### What is needed
Write each entry out again, exactly as it is written.

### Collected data
>>>
PR #208, opened 2017-01-26
Add is_ methods to edn::Value types and add tests. Fixes #197

### LINKED ISSUE #197: Expose is_keyword, is_vector, is_map, etc on edn::Value
Over in #196, @rnewman wants some helper functions to make destructuring `edn::Value` more pleasant.  This ticket tracks adding `is_*` predicates for all the variants, and potentially `as_vector(Value) -> Option<Vec>` and `as_map(Value) -> Option<BTreeMap<Value, Value>`, etc.

We should aim to provide the exact same helper API as [serde json library](https://github.com/serde-rs/json).

jsantell:
Just a preliminary check, is this what @ncalexan @rnewman had in mind? Want to get some eyes on it before starting the `as_*`

### DIFF
--- a/edn/src/types.rs
+++ b/edn/src/types.rs
@@ -87,13 +87,62 @@ fn test_print_edn() {
                Value::Boolean(true))).to_string());
 }
 
-impl Value {
-    pub fn is_keyword(&self) -> bool {
-        match *self {
-            Keyword(_) => true,
-            _          => false,
+/// Creates `is_$TYPE` helper functions for Value, like
+/// `is_big_integer()` or `is_text()`.
+macro_rules! def_is {
+    ($name: ident, $pat: pat) => {
+        pub fn $name(&self) -> bool {
+            match *self { $pat => true, _ => false }
         }
     }
+}
+
+/// Creates `as_$TYPE` helper functions for Value, like `as_big_integer()`,
+/// which returns the underlying value representing this Value wrapped
+/// in an Option, like `<Option<&BigInt>`.
+macro_rules! def_as {
+    ($name: ident, $kind: path, $t: ty) => {
+        pub fn $name(&self) -> Option<&$t> {
+            match *self { $kind(ref v) => Some(v), _ => None }
+        }
+    }
+}
+
+impl Value {
+    def_is!(is_nil, Nil);
+    def_is!(is_boolean, Boolean(_));
+    def_is!(is_integer, Integer(_));
+    def_is!(is_big_integer, BigInteger(_));
+    def_is!(is_float, Float(_));
+    def_is!(is_text, Text(_));
+    def_is!(is_symbol, PlainSymbol(_));
+    def_is!(is_namespaced_symbol, NamespacedSymbol(_));
+    def_is!(is_keyword, Keyword(_));
+    def_is!(is_namespaced_keyword, NamespacedKeyword(_));
+    def_is!(is_vector, Vector(_));
+    def_is!(is_list, List(_));
+    def_is!(is_set, Set(_));
+    def_is!(is_map, Map(_));
+
+    /// `as_nil` does not use the macro as it does not have an underlying
+    /// value, and returns `Option<()>`.
+    pub fn as_nil(&self) -> Option<()> {
+        match *self { Nil => Some(()), _ => None }
+    }
+
+    def_as!(as_boolean, Boolean, bool);
+    def_as!(as_integer, Integer, i64);
+    def_as!(as_big_integer, BigInteger, BigInt);
+    def_as!(as_float, Float, OrderedFloat<f64>);
+    def_as!(as_text, Text, String);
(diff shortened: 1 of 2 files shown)


ncalexan:
@jsantell yeah, just so!  I expected `serde` to have an API like this but I don't see it.  In any case, looking good!

edn/src/types.rs
```diff
@@ -42,11 +42,60 @@ pub enum Value {
...
+
+    pub fn is_boolean(&self) -> bool {
+        match *self { Boolean(_) => true, _ => false }
+    }
+
+    pub fn is_integer(&self) -> bool {
+        match *self { Integer(_) => true, _ => false }
+    }
+
+    pub fn is_big_integer(&self) -> bool {
```
rnewman: I'd be interested to see if:

```
macro_rules! def_is {
    ( $name: ident, $kind: pat ) {
        pub fn $name(&self) -> bool {
            match *self { $kind => true, _ => false }
        }
    }
}

def_is!(is_nil, Nil);
def_is!(is_integer, Integer(_));
def_is!(is_big_integer, BigInteger(_));
```

works…

edn/src/types.rs
```diff
@@ -41,15 +41,74 @@ pub enum Value {
...
+    def_is!(is_symbol, PlainSymbol(_));
+    def_is!(is_namespaced_symbol, NamespacedSymbol(_));
+    def_is!(is_keyword, Keyword(_));
+    def_is!(is_namespaced_keyword, NamespacedKeyword(_));
+    def_is!(is_vector, Vector(_));
+    def_is!(is_list, List(_));
+    def_is!(is_set, Set(_));
+    def_is!(is_map, Map(_));
+
+    pub fn as_nil(&self) -> Option<Value> {
```
jsantell: Not sure what should be returned here?

jsantell: the as_* functions were attempted to be macros, but the `v` in `Some(v)` couldn't access the `v` in the passed in pattern matcher

rnewman: Probably don't need `as_nil` when we have `is_nil`, but you could do `Option<()>`, which is really just success or failure.

edn/tests/tests.rs
```diff
@@ -887,6 +893,116 @@ fn test_utils_merge() {
...
+        }
+
+        if i == 0 { assert_eq!(value.as_nil().unwrap(), Nil) }
+        else { assert_eq!(value.as_nil(), None) }
+
+        if i == 1 { assert_eq!(*value.as_boolean().unwrap(), false) }
+        else { assert_eq!(value.as_boolean(), None) }
+
+        if i == 2 { assert_eq!(*value.as_integer().unwrap(), 1i64) }
+        else { assert_eq!(value.as_integer(), None) }
```
rnewman: This should be `assert!(!value.is_some())`.

jsantell:
@rnewman now with handfuls of macros!

edn/src/types.rs
```diff
@@ -87,15 +87,57 @@ fn test_print_edn() {
...
+    def_is!(is_symbol, PlainSymbol(_));
+    def_is!(is_namespaced_symbol, NamespacedSymbol(_));
+    def_is!(is_keyword, Keyword(_));
+    def_is!(is_namespaced_keyword, NamespacedKeyword(_));
+    def_is!(is_vector, Vector(_));
+    def_is!(is_list, List(_));
+    def_is!(is_set, Set(_));
+    def_is!(is_map, Map(_));
+
+    pub fn as_nil(&self) -> Option<()> {
```
ncalexan: Maybe a little note about why `Nil` is different.

edn/tests/tests.rs
```diff
@@ -33,6 +33,12 @@ fn k_plain(name: &str) -> Value {
     return Keyword(symbols::Keyword::new(name));
 }
 
+// Helper for making wrapped symbols with a namespace
```
ncalexan: Hmm.  I feel like there's a `From<(&str, &str)>` for `symbols::NamespacedSymbol` lurking in here, but this'll do for now.

edn/src/types.rs
```diff
@@ -87,15 +87,57 @@ fn test_print_edn() {
                Value::Boolean(true))).to_string());
 }
 
-impl Value {
-    pub fn is_keyword(&self) -> bool {
-        match *self {
-            Keyword(_) => true,
-            _          => false,
+macro_rules! def_is {
```
ncalexan: In general macros are a little hard to read, so a `///` comment explaining what they try to achieve goes a long way.

Also, a nit, consider `$pat` instead of `$kind`; _kind_ [means something precise in type theory](https://en.wikipedia.org/wiki/Kind_(type_theory)) that does not agree with your usage here.

edn/tests/tests.rs
jsantell: Feel like we can clean up a lot of these tests in a follow up! This file is large.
<<<
### Response area
PR #208, opened 2017-01-26
Add is_ methods to edn::Value types and add tests. Fixes #197

### LINKED ISSUE #197: Expose is_keyword, is_vector, is_map, etc on edn::Value
Over in #196, @rnewman wants some helper functions to make destructuring `edn::Value` more pleasant.  This ticket tracks adding `is_*` predicates for all the variants, and potentially `as_vector(Value) -> Option<Vec>` and `as_map(Value) -> Option<BTreeMap<Value, Value>`, etc.

We should aim to provide the exact same helper API as [serde json library](https://github.com/serde-rs/json).

jsantell:
Just a preliminary check, is this what @ncalexan @rnewman had in mind? Want to get some eyes on it before starting the `as_*`

### DIFF
--- a/edn/src/types.rs
+++ b/edn/src/types.rs
@@ -87,13 +87,62 @@ fn test_print_edn() {
                Value::Boolean(true))).to_string());
 }
 
-impl Value {
-    pub fn is_keyword(&self) -> bool {
-        match *self {
-            Keyword(_) => true,
-            _          => false,
+/// Creates `is_$TYPE` helper functions for Value, like
+/// `is_big_integer()` or `is_text()`.
+macro_rules! def_is {
+    ($name: ident, $pat: pat) => {
+        pub fn $name(&self) -> bool {
+            match *self { $pat => true, _ => false }
         }
     }
+}
+
+/// Creates `as_$TYPE` helper functions for Value, like `as_big_integer()`,
+/// which returns the underlying value representing this Value wrapped
+/// in an Option, like `<Option<&BigInt>`.
+macro_rules! def_as {
+    ($name: ident, $kind: path, $t: ty) => {
+        pub fn $name(&self) -> Option<&$t> {
+            match *self { $kind(ref v) => Some(v), _ => None }
+        }
+    }
+}
+
+impl Value {
+    def_is!(is_nil, Nil);
+    def_is!(is_boolean, Boolean(_));
+    def_is!(is_integer, Integer(_));
+    def_is!(is_big_integer, BigInteger(_));
+    def_is!(is_float, Float(_));
+    def_is!(is_text, Text(_));
+    def_is!(is_symbol, PlainSymbol(_));
+    def_is!(is_namespaced_symbol, NamespacedSymbol(_));
+    def_is!(is_keyword, Keyword(_));
+    def_is!(is_namespaced_keyword, NamespacedKeyword(_));
+    def_is!(is_vector, Vector(_));
+    def_is!(is_list, List(_));
+    def_is!(is_set, Set(_));
+    def_is!(is_map, Map(_));
+
+    /// `as_nil` does not use the macro as it does not have an underlying
+    /// value, and returns `Option<()>`.
+    pub fn as_nil(&self) -> Option<()> {
+        match *self { Nil => Some(()), _ => None }
+    }
+
+    def_as!(as_boolean, Boolean, bool);
+    def_as!(as_integer, Integer, i64);
+    def_as!(as_big_integer, BigInteger, BigInt);
+    def_as!(as_float, Float, OrderedFloat<f64>);
+    def_as!(as_text, Text, String);
(diff shortened: 1 of 2 files shown)


ncalexan:
@jsantell yeah, just so!  I expected `serde` to have an API like this but I don't see it.  In any case, looking good!

edn/src/types.rs
```diff
@@ -42,11 +42,60 @@ pub enum Value {
...
+
+    pub fn is_boolean(&self) -> bool {
+        match *self { Boolean(_) => true, _ => false }
+    }
+
+    pub fn is_integer(&self) -> bool {
+        match *self { Integer(_) => true, _ => false }
+    }
+
+    pub fn is_big_integer(&self) -> bool {
```
rnewman: I'd be interested to see if:

```
macro_rules! def_is {
    ( $name: ident, $kind: pat ) {
        pub fn $name(&self) -> bool {
            match *self { $kind => true, _ => false }
        }
    }
}

def_is!(is_nil, Nil);
def_is!(is_integer, Integer(_));
def_is!(is_big_integer, BigInteger(_));
```

works…

edn/src/types.rs
```diff
@@ -41,15 +41,74 @@ pub enum Value {
...
+    def_is!(is_symbol, PlainSymbol(_));
+    def_is!(is_namespaced_symbol, NamespacedSymbol(_));
+    def_is!(is_keyword, Keyword(_));
+    def_is!(is_namespaced_keyword, NamespacedKeyword(_));
+    def_is!(is_vector, Vector(_));
+    def_is!(is_list, List(_));
+    def_is!(is_set, Set(_));
+    def_is!(is_map, Map(_));
+
+    pub fn as_nil(&self) -> Option<Value> {
```
jsantell: Not sure what should be returned here?

jsantell: the as_* functions were attempted to be macros, but the `v` in `Some(v)` couldn't access the `v` in the passed in pattern matcher

rnewman: Probably don't need `as_nil` when we have `is_nil`, but you could do `Option<()>`, which is really just success or failure.

edn/tests/tests.rs
```diff
@@ -887,6 +893,116 @@ fn test_utils_merge() {
...
+        }
+
+        if i == 0 { assert_eq!(value.as_nil().unwrap(), Nil) }
+        else { assert_eq!(value.as_nil(), None) }
+
+        if i == 1 { assert_eq!(*value.as_boolean().unwrap(), false) }
+        else { assert_eq!(value.as_boolean(), None) }
+
+        if i == 2 { assert_eq!(*value.as_integer().unwrap(), 1i64) }
+        else { assert_eq!(value.as_integer(), None) }
```
rnewman: This should be `assert!(!value.is_some())`.

jsantell:
@rnewman now with handfuls of macros!

edn/src/types.rs
```diff
@@ -87,15 +87,57 @@ fn test_print_edn() {
...
+    def_is!(is_symbol, PlainSymbol(_));
+    def_is!(is_namespaced_symbol, NamespacedSymbol(_));
+    def_is!(is_keyword, Keyword(_));
+    def_is!(is_namespaced_keyword, NamespacedKeyword(_));
+    def_is!(is_vector, Vector(_));
+    def_is!(is_list, List(_));
+    def_is!(is_set, Set(_));
+    def_is!(is_map, Map(_));
+
+    pub fn as_nil(&self) -> Option<()> {
```
ncalexan: Maybe a little note about why `Nil` is different.

edn/tests/tests.rs
```diff
@@ -33,6 +33,12 @@ fn k_plain(name: &str) -> Value {
     return Keyword(symbols::Keyword::new(name));
 }
 
+// Helper for making wrapped symbols with a namespace
```
ncalexan: Hmm.  I feel like there's a `From<(&str, &str)>` for `symbols::NamespacedSymbol` lurking in here, but this'll do for now.

edn/src/types.rs
```diff
@@ -87,15 +87,57 @@ fn test_print_edn() {
                Value::Boolean(true))).to_string());
 }
 
-impl Value {
-    pub fn is_keyword(&self) -> bool {
-        match *self {
-            Keyword(_) => true,
-            _          => false,
+macro_rules! def_is {
```
ncalexan: In general macros are a little hard to read, so a `///` comment explaining what they try to achieve goes a long way.

Also, a nit, consider `$pat` instead of `$kind`; _kind_ [means something precise in type theory](https://en.wikipedia.org/wiki/Kind_(type_theory)) that does not agree with your usage here.

edn/tests/tests.rs
jsantell: Feel like we can clean up a lot of these tests in a follow up! This file is large.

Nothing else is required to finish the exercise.